Es gibt den jeweiligen Winkel der Drosselklappe an. Während bei der Zentraleinspritzung dieses Signal zusammen mit dem der Lambdasonde zur Berechnung der Last gebraucht wird, existiert es bei der Mehrpunkteinspritzung zusätzlich zum Luftmassenmesser. Ist die Drosselklappe mit dem Gaspedal verbunden, kann das Drosselklappenpotentiometer z.B. zur Erkennung der Geschwindigkeit benutzt werden, mit der dieses betätigt wurde. Zusätzlich ersetzt es im Notlauf den evtl. defekten Luftmassenmesser. Bei der Motronic mit elektronischem Gaspedal bildet es zusammen mit dem Stellmotor für die Drosselklappe einen Regelkreis.

Funktion

Zur größeren Sicherheit sind zwei Drehpotis mit der Drosselklappenwelle verbunden. Diese ergeben zusätzlich durch verschiedene Vorwiderstände Kennlinien in unterschiedlichen Bereichen. Manchmal fehlt der eine Vorwiderstand auch ganz. Dem Steuergerät ist es nun möglich, neben Kurzschlüssen und Leitungsunterbrechungen gewisse Störeinflüsse auf die Leitungen zu erkennen.
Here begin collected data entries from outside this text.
PR #4805, opened 2020-11-03
NAS-107948 / 20.12 / NAS-107948 Add sys dataset warnings

dkmullen:
Could use more from docs team on a specific warning of any dangers of detaching the sys dataset pool.

### DIFF
--- a/src/app/helptext/storage/volumes/volume-list.ts
+++ b/src/app/helptext/storage/volumes/volume-list.ts
@@ -46,7 +46,11 @@ exportError: T("Error exporting/disconnecting pool."),
 
 exportDialog:  {
     title: T("Export/disconnect pool: '"),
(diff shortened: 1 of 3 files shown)


src/app/helptext/storage/volumes/volume-list.ts
```diff
@@ -46,6 +46,7 @@ exportError: T("Error exporting/disconnecting pool."),
 
 exportDialog:  {
     title: T("Export/disconnect pool: '"),
+    warningSysDataset: T('This pool contains the SYSTEM DATASET.'),
```
Mrt134, line 49: Not sure if additional information is being provided in other strings that are added in, but here's a mostly unformatted suggestion that provides more detail to the warning:
```suggestion
    warningSysDataset: T('This pool contains the system dataset that stores critical data like debugging core files, encryption keys for pools, and Samba 4 metadata such as the user/group cache and share level permissions. Exporting this pool will transfer the system dataset to another available pool. If the only available pool is encrypted, that pool will no longer be able to be locked. When no other pools exist, the system dataset transfers back to the TrueNAS operating system device.'),
```

erinix (approved):

PR #4808, opened 2020-11-04
NAS-108211 / 12.0 / NAS-108211

dszidi:
Fixes too many concurrent calls error on enclosure UI. This was caused by the DiskTemperatures subscription living in the base class. This is a feature only on the MINI line but the service was being activated on the rack mount models too.

The rear drive bays on the M50 were referencing the drives that belong to the front. Rear drive bay detection has been reworked and rear drives now correctly reference the disks that belong to that chassis.


dkmullen (approved):
Tested on tn14 with help spotting and inserting drives from Jeff E. & Damian

PR #7646, opened 2023-01-27
NAS-120073 / 23.10 / Banning form.get()

undsoft:
Native angular implementation actually doesn't check for anything when you do `form.get('something')`.

Code review is enough.


AlexKarpov98 (approved):
👍

PR #7648, opened 2023-01-27
NAS-119896 / 23.10 / Legacy checkbox -> MatLegacyCheckboxModule to MatCheckboxModule

AlexKarpov98:


src/app/modules/ix-forms/components/ix-checkbox/ix-checkbox.spec.ts
```diff
@@ -26,11 +26,6 @@ describe('IxCheckboxComponent', () => {
       spectator.component.setDisabledState(true);
       expect(spectator.component.isDisabled).toBeTruthy();
     });
-    it('when called with false, input is not disabled', () => {
```
RehanY147, line 29: Why did we remove this test case?

src/assets/styles/other/_material-reduction.scss
```diff
@@ -923,3 +922,7 @@ ix-nested-tree-node > div {
 body .mat-mdc-option {
   min-height: 36px;
 }
+
+body .mat-mdc-checkbox label {
```
RehanY147, line 926: We shouldn't add generic styles at the end of the pile to fix problems. It might be possible to figure out specific instances of the css that's causing issues and remove that. This will force generic styles anywhere in the UI where you want to use the checkbox. Which means more styles will have to be added to this file.

RehanY147 (changes requested):
Inconsistent top and bottom margins. Also, checkbox isn't left aligned. There's some margin/padding to it.
image

src/assets/styles/other/_material-reduction.scss
AlexKarpov98: This is default **mdc** checkbox style which is different from our previous implementation, so that's why we need this fix. And there are no css variable to tweak that, so we need to keep it.

RehanY147 (approved):
Looks good

PR #7655, opened 2023-01-29
NAS-120047 / 22.12-BETA.2 / UI issue on login window with 2FA enabled

AlexKarpov98:
on MASTER, it works fine, problem is only on 22.12 (Bluefin) version.

Screenshot 2023-01-30 at 00 17 16


undsoft (changes requested):
Wrong target branch. 22.12.2 is `stable/bluefin`.

AlexKarpov98:
Will be managed here: https://github.com/truenas/webui/pull/7657

PR #7667, opened 2023-01-31
NAS-113146 / 23.10 / Improve how logout timeout works

bvasilenko:
**Testing**

Here's the scenario:

- After login, a timeout is started for the value set as the lifetime of the token. 

- When an activity is performed, the timeout is reset to zero and starts counting again. 

- If the timeout has expired, a dialog is shown offering to continue the session (a certain time is shown). If the session continuation is confirmed, the timeout is restarted. 

- In case of inactivity or refusal, the value of the token is cleared and a redirect to the login page takes place.

**Note:** you may want to temporarily adjust the code, so the inactivity period would be ~10 seconds


src/app/pages/system/advanced/advanced-settings.component.ts
```diff
@@ -446,6 +450,16 @@ export class AdvancedSettingsComponent implements OnInit, AfterViewInit {
           title: helptextSystemAdvanced.fieldset_sessions,
           tableConf: this.sessionsTableConf,
         },
+        {
+          title: helptextSystemAdvanced.fieldset_token,
+          id: AdvancedCardId.Token,
+          items: [
+            {
+              label: this.translate.instant('Token Lifetime'),
+              value: this.window.localStorage.getItem('lifetime'),
```
undsoft, line 459: I think having this setting in local storage is going to be confusing for the user. We have user preferences (see `preferences.actions.ts`) that you can use here.

src/app/pages/system/advanced/advanced-settings.component.ts
```diff
@@ -446,6 +450,16 @@ export class AdvancedSettingsComponent implements OnInit, AfterViewInit {
...
+            },
+          ],
+        },
```
undsoft, line 462: Also I'd prefer to avoid having a new separate section for just 1 item. Can we combine it with `Sessions` card?
Perhaps something like this:
```
Sessions
Token Lifetime: 300 seconds          [Configure]

Active sessions
- Active sessions table -
[ Terminate other sessions ]

```

src/app/services/token-lifetime.service.ts
```diff
@@ -0,0 +1,69 @@
...
+import { WebSocketService } from 'app/services';
+import { DialogService } from 'app/services/dialog.service';
+
+@UntilDestroy()
+@Injectable({
+  providedIn: 'root',
+})
+export class TokenLifetimeService {
+  protected timeoutToken: Timeout;
+  protected timeoutLogout: Timeout;
```
undsoft, line 15: Confusing names.

src/app/services/token-lifetime.service.ts
```diff
@@ -0,0 +1,69 @@
...
+      this.addListeners();
+    }
+
+    this.stop();
+    const lifetime = Number(this.window.localStorage.getItem('lifetime'));
+    this.timeoutToken = setTimeout(() => {
+      this.timeoutLogout = setTimeout(() => this.ws.logout(), 5000);
+      this.dialogService.confirm({
+        title: this.translate.instant('Logout'),
+        message: this.translate.instant('Are you sure you want to logout?'),
```
undsoft, line 35: I think the messages should be something like this:
> It looks like your session has been inactive for more than x minutes.
> For security reasons we will log you out at <time>.

or 
> For security reasons we will log you out in <active countdown of x> seconds.

And one button: `Extend session`, which resets the whole thing.

src/app/services/token-lifetime.service.ts
```diff
@@ -0,0 +1,69 @@
...
+
+  start(addListeners = false): void {
+    if (addListeners) {
+      this.addListeners();
+    }
+
+    this.stop();
+    const lifetime = Number(this.window.localStorage.getItem('lifetime'));
+    this.timeoutToken = setTimeout(() => {
+      this.timeoutLogout = setTimeout(() => this.ws.logout(), 5000);
```
undsoft, line 32: 5 seconds is not too much time. We should do something like 30 seconds.

src/app/services/token-lifetime.service.ts
```diff
@@ -0,0 +1,69 @@
...
+    if (removeListeners) {
+      this.removeListeners();
+    }
+    if (this.timeoutToken) {
+      clearTimeout(this.timeoutToken);
+    }
+  }
+
+  addListeners(): void {
+    this.window.addEventListener('mouseover', (() => this.start()));
```
undsoft, line 61: I think we should also have `EntityJobComponent` pause session expiration while it is open to account for scenarios when user is staring at the screen waiting for a long job to complete.

src/app/pages/system/advanced/token-settings/token-settings.component.html
```diff
@@ -0,0 +1,31 @@
...
+></ix-modal-header>
+<mat-card>
+  <mat-card-content>
+    <form class="ix-form-container" [formGroup]="form" (submit)="onSubmit()">
+      <ix-fieldset>
+        <ix-input
+          formControlName="token_lifetime"
+          type="number"
+          [label]="'Token Lifetime' | translate"
+          [tooltip]="'Stands for Time To Live of the token, in seconds. The token will be invalidated if the connection has been inactive for a time greater than this.' | translate"
```
undsoft, line 13: Let's change tooltip to:
> Time in seconds after which current user session will be disconnected. Interacting with UI extends the session.

undsoft (changes requested):
Looks good so far, but I will do proper testing after code adjustments.
One scenario to consider though. What would happen if I have two tabs and I'm only interacting with one. Would I be logged out on inactive tab or would inactive tab also log out my current session?

bvasilenko:
@undsoft  Ok, the remarks have been addressed

src/app/pages/system/advanced/token-settings/token-settings.component.spec.ts
```diff
@@ -0,0 +1,67 @@
...
+  });
+
+  it('updates lifetime when save is pressed', async () => {
+    const form = await loader.getHarness(IxFormHarness);
+    await form.fillForm({
+      'Token Lifetime': '60',
+    });
+
+    const saveButton = await loader.getHarness(MatButtonHarness.with({ text: 'Save' }));
+    await saveButton.click();
```
undsoft, line 63: Need to actually check that something is being saved. You can spy on `store.dispatch`.

src/app/pages/system/advanced/token-settings/token-settings.component.ts
```diff
@@ -0,0 +1,46 @@
...
+
+  ngOnInit(): void {
+    this.store$.select(selectPreferences).pipe(untilDestroyed(this)).subscribe((preferences) => {
+      this.form.controls.token_lifetime.setValue(preferences.lifetime);
+      this.cdr.markForCheck();
+    });
+  }
+
+  onSubmit(): void {
+    this.window.localStorage.setItem('lifetime', this.form.value.token_lifetime.toString());
```
undsoft, line 41: Why do we need to use localstorage now if you have this value in store?

src/app/pages/system/advanced/token-settings/token-settings.component.ts
```diff
@@ -0,0 +1,46 @@
...
+    this.store$.dispatch(lifetimeTokenUpdated({ lifetime: this.form.value.token_lifetime }));
+    this.store$.dispatch(advancedConfigUpdated());
```
undsoft, line 43: Don't think we need to dispatch `advancedConfigUpdated` here.

src/app/services/token-lifetime.service.ts
```diff
@@ -0,0 +1,94 @@
...
+      if (jobs.length) {
+        this.stop(true);
+      } else if (this.jobsCount) {
+        this.start(true);
+      }
+      this.jobsCount = jobs.length;
+    });
+  }
+
+  start(addListeners = false): void {
```
undsoft, line 45: 1. This method is a bit hard to read, can we break it apart?
2. Can we refactor to not have an argument? I.e. check if listeners are already set, or add new separate methods called `pause` and `resume`?

src/app/services/token-lifetime.service.ts
```diff
@@ -0,0 +1,94 @@
...
+    private dialogService: DialogService,
+    private translate: TranslateService,
+    private ws: WebSocketService,
+    private appStore$: Store<AppState>,
+    private jobStore$: Store<JobSlice>,
+    @Inject(WINDOW) private window: Window,
+  ) {
+    this.startBound = this.start.bind(this);
+
+    this.jobStore$.select(selectJobsPanelSlice).pipe(untilDestroyed(this)).subscribe((jobs) => {
```
undsoft, line 35: I meant looking at whether `EntityJobComponent` is currently being shown.
Just looking at jobs state will stop counter even if you have jobs in the background, which is not intended.

src/app/views/sessions/signin/store/signin.store.ts
```diff
@@ -191,7 +192,8 @@ export class SigninStore extends ComponentStore<SigninState> {
   }
 
   private authenticateWithToken(): Observable<unknown> {
-    return this.ws.call('auth.generate_token', [this.tokenLifetime]).pipe(
+    const tokenLifetime = Number(this.window.localStorage.getItem('lifetime')) || this.tokenLifetimeDefault;
+    return this.ws.call('auth.generate_token', [tokenLifetime]).pipe(
```
undsoft, line 196: I think `tokenLifetime` doesn't matter too much here, as AFAIK any message, including pings will extend its duration.
It's worth checking if this is true and if true, remove localstorage part from here.

undsoft (changes requested):

undsoft:
Also the comment about putting setting in Sessions card (as opposed to creating a new card) was not addressed.

bvasilenko:
All the requested changes should be addressed now

bvasilenko:
Seems like the issues above occurred after updates made to `master` branch. Now it should work as expected

undsoft (approved):
Looks good.

PR #7679, opened 2023-02-01
NAS-119887 / 23.10 / Fixed bug and added validation

RehanY147:
Type something invalid in the name field like 'iSCSI' and you should see the validation errors immediately instead of when you press the submit button on the wizard form.

Also this PR should also fix the `controller is undefined` bug on this wizard that I found. Just opening the form will give you that error in the console window on `master`


AlexKarpov98 (commented):
Code looks good, I could not check name validation on m40 when typed invalid data and as well it was saved in the end with name ` iSCSI` with no problems.

AlexKarpov98 (approved):
It works, I typed incorrect data and seen the error message. 👍 
Tested on latest nightly release.
http://10.238.238.199/ui/sharing/iscsi/wizard

Screenshot 2023-02-06 at 11 15 10

PR #7680, opened 2023-02-01
NAS-120182 / 23.10 / Fixed error throwing my new ws2

RehanY147:
The new `WebsocketConnectionService` wasn't throwing errors properly. It should do that now.

Also, the new method called in the constructor of `SystemGeneralService` is there because not putting it there is causing a race condition of some sort where the signin page keeps loading indefinitely and you can't login. Refreshing the signin page a few times should reproduce that bug.


undsoft (changes requested):
Looks like main dashboard doesn't load on machines in Jenkins. If I go to dashboard and then back, then it loads, but not if first page loaded is main dashboard.

undsoft (approved):
Looks good, appears to be working.

PR #7681, opened 2023-02-02
NAS-120123 / 23.10 / System Settings > Services > S.M.A.R.T > UI flags fields as required on tab through

AlexKarpov98:


denysbutenko (changes requested):
image

The validation error is gone. However, input has missed the clear button when the value is `0`. Also, is a unit test applicable for this change?

denysbutenko (approved):
Perfect 👍🏻

PR #7683, opened 2023-02-02
NAS-120076 / 23.10 / Unable to edit an App

AlexKarpov98:
There was a problem where for some reason **checkIsValidSchedule** received `undefined` or so and caused error.


RehanY147 (changes requested):
The way you've described the problem, it makes me think we should investigate why `undefined` was received. That may be another related bug that needs fixing.

AlexKarpov98:
@RehanY147 
added check for non empty value, so it will not send null or undefined anymore.
As well added **console.error()** statement, to see errors in console for Apps.

RehanY147 (approved):

PR #7686, opened 2023-02-03
NAS-120045 / 23.10 / One Controller's System Serial Number is listed twice and the other is missing in System Settings/General/Support

AlexKarpov98:


denysbutenko (approved):
image

checked on m40 - it looks good.

denysbutenko (changes requested):
Oops. I picked the wrong branch for testing. 

So, I only see two serial numbers in `System General -> Support` and one serial on `Dashboard -> Widget Sys Info`

image

denysbutenko (approved):
Well. Checked it one more time with the correct branch and system.

image
image

It matches expectations.

PR #7687, opened 2023-02-04
NAS-NULL: Translate "scrub" to "清理"

JoeyWNK:
Refer to [ORACLE doc](https://docs.oracle.com/cd/E26926_01/html/E25826/gbbwa.html)
Update words "scrub" to "清理", to Avoid miss understanding on "scrub" as "校验" or "擦除"


AlexKarpov98 (approved):
👍

PR #7694, opened 2023-02-06
NAS-120107 / 23.10 / Similar Apps on App Detail View

denysbutenko:
Shows the first four catalog apps as `Similar Apps` to fulfill the emptiness in the layout.

For testing, you can open the `Apps (WIP) -> Available -> Choose Any App` and check the similar apps on the app detail view.


AlexKarpov98 (approved):
It works:
Screenshot 2023-02-10 at 15 38 44

PR #7701, opened 2023-02-06
NAS-119941 / 22.12.1 / Drives disappear when "Suggest Layout" is used in Create …

undsoft:
Testing: in create pool click Suggest Layout.
If you don't see Suggest Layout, you may need to remove:
```
*ngIf="suggestableDisks.length <= 8"
```


dszidi (approved):
Code looks good and disks are correctly appearing in the listed vdev
LGTM

AlexKarpov98 (commented):
It works good, approved.

PR #8455, opened 2023-07-18
NAS-122870 / 23.10 / [ported] List of strings is converted to list of objects when the field key has same name as a key in the same level of the parent.

AlexKarpov98:
Ported change, we need to get it back to the master branch 😺


bvasilenko (approved):
LGTM

PR #8458, opened 2023-07-18
NAS-122940 / 23.10 / WebUI does not update by itself after setting up a pool for apps

AlexKarpov98:
Testing: see ticket.


dszidi (approved):
Was able to successfully reset pool and get to installation form
LGTM

PR #8459, opened 2023-07-18
NAS-116866 / 23.10 / Allowing scrub to be paused

undsoft:
Testing: start a scrub, pause a scrub, unpause a scrub, have fun.


AlexKarpov98:
@undsoft 
It makes me available to CLICK many times before it actually changed the scrub "Status" of PAUSE/RESUME.

https://github.com/truenas/webui/assets/22980553/82e9b188-32da-4bd6-be92-790e17baa808

undsoft:
Unfortunately the delay is because there is a delay between `ws.call` completing and job status updating. If I add a simple loading indicator, it looks worse because indicator stops, but then UI is still not updated.
There is probably a way to solve this, but it's too much effort for now.

PR #8461, opened 2023-07-19
NAS-123094 / 23.10 / Replace pageHeader with a directive

undsoft:
And updates some tooltips.

Testing: check page headers.


bvasilenko (approved):
Works good to me

PR #8462, opened 2023-07-19
NAS-122964 / 23.10 / Font for errors on New Pool Manual selection is too small to be readable

AlexKarpov98:
Testing: see ticket


undsoft (changes requested):
Having `error` class inside label component is outside of its scope.
It's better to just replace usages of ix-label for showing errors with custom div with class.

undsoft (approved):
👍🏻

PR #8463, opened 2023-07-19
NAS-121927 / 23.10 / Adding support for dRAID

undsoft:
Adds support for dRAID and NAS-122961: Fixes vdev size estimation.

Testing:
* Open old and new pool manager and compare size estimations for different vdev layouts.
* Using fresh middleware try to add vdevs of dRAID type.


RehanY147 (approved):
Looks good. Size estimates match on old and new pool wizard. Can add pools of Draid type.

PR #8465, opened 2023-07-20
NAS-122909: Update system info on dashboard init

bvasilenko:
**Summary**

Fix for Uptime is not updating.

**Testing**

On **Dashboard** page, at **System Info** widget the **Uptime** should update, when user navigates away to another page, and then returns back to dashboard.


denysbutenko (approved):
Looks good.

Just wondering if real-time updates are possible there. For example, get the initial uptime value from the system info and then start the counter increment locally. Take a look at the `serverTime` variable in `reports.service.ts`.

PR #8470, opened 2023-07-21
NAS-122998 / 23.10 / Setting that hidden flag correctly so form control is hidden as well as disabled

RehanY147:
Check ticket description for testing instructions


dszidi (approved):
LGTM

image

PR #8475, opened 2023-07-22
NAS-122954 / 23.10 / Reconfiguring layout options when inventory changes

RehanY147:


dszidi (approved):
LGTM
Following the steps in the ticket no longer results in disabled "Width" and "Number of VDEVs" fields

PR #8476, opened 2023-07-24
Add reset button to pool manager step actions

dszidi:
Adds a reset button for each topology step in pool manager.
This PR also replaces current reset button when manual selection exists

Testing:

- create Data vdevs
- go to Log vdev step and configure one or more vdevs
- hit reset button in step actions
- check that all selections in step are reset to default values
- check that selections in other steps are not affected


RehanY147 (approved):
Looks good. Can reset form or steps individually.

PR #8477, opened 2023-07-24
NAS-123178 / 23.10 / Added default config for loading

RehanY147:
Previously, if the requests to fetch data for the dashboard took long, you would see nothing on the dashboard for a while. This regression was caused by a recent effort to refactor data loading on the dashboard. This PR fixes the regression.


denysbutenko (approved):
Looks good.

PR #8483, opened 2023-07-25
NAS-122757 / 23.10 / Maximum number of concurrent calls (20) has exceeded

undsoft:
Testing: test that pings work, open Storage page and switch to another tab for 5 minutes or close laptop lid. Observe no error upon return.


denysbutenko (approved):
Works well. No errors were seen after the session timeout.

PR #8574, opened 2023-08-10
NAS-123480 / 24.04 / WebDAV Install missing "Add Share" button. produces error unable to resolve

AlexKarpov98:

Unterbrechungen in der Leiterbahn eines Potentiometers können durch die sogenannte Rauschprüfung ermittelt werden. Hierbei werden die Werte in möglichst allen Stellungen der Stauklappe z.B. auf ein Speicheroszilloskop gegeben, dass bei genügend Auflösung auch kleinste Unterbrechungen in der Leiterbahn aufzeigt. Mit einem Multimeter sind solche Fehler meist nicht aufzudecken.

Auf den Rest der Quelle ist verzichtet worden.